--- START ---

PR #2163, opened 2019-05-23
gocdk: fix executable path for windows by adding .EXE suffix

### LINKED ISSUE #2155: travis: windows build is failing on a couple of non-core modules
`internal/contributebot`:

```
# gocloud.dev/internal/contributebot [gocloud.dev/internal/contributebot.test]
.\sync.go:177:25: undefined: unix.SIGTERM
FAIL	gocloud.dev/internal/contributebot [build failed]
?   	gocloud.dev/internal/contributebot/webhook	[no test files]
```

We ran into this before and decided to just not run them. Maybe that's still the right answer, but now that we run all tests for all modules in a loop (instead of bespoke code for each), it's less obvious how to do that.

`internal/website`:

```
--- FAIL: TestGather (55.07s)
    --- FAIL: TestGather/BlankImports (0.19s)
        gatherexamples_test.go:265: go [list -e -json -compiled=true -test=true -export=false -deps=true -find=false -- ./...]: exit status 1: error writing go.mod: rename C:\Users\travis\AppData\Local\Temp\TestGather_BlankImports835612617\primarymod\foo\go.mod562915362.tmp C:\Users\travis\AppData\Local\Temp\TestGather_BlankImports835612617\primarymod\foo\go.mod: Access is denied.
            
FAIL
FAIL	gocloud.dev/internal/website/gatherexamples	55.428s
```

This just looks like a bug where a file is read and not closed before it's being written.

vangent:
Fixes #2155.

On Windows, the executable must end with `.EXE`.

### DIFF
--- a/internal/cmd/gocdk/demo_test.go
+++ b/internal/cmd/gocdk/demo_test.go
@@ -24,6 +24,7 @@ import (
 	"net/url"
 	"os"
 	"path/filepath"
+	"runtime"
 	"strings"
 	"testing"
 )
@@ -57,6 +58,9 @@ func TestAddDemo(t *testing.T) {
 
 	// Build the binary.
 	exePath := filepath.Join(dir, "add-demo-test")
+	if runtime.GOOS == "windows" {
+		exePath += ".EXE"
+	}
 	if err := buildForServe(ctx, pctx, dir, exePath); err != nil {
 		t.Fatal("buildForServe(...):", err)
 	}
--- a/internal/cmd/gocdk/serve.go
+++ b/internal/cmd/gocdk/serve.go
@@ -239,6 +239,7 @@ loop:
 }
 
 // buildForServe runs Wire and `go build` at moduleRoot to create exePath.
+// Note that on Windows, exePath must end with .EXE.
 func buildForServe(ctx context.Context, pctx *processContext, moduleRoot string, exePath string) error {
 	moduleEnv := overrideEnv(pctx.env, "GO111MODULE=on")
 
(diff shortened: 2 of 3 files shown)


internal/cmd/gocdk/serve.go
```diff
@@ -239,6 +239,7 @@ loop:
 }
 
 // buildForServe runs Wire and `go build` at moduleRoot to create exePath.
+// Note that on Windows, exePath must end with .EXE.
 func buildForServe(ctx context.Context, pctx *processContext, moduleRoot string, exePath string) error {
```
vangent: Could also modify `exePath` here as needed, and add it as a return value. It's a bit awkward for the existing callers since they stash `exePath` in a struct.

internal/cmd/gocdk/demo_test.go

--- END ---

### Work order:
In the material above, which lines contain "gocloud"? Copy each of them.

### Your response:
# gocloud.dev/internal/contributebot [gocloud.dev/internal/contributebot.test]
FAIL	gocloud.dev/internal/contributebot [build failed]
?   	gocloud.dev/internal/contributebot/webhook	[no test files]
FAIL	gocloud.dev/internal/website/gatherexamples	55.428s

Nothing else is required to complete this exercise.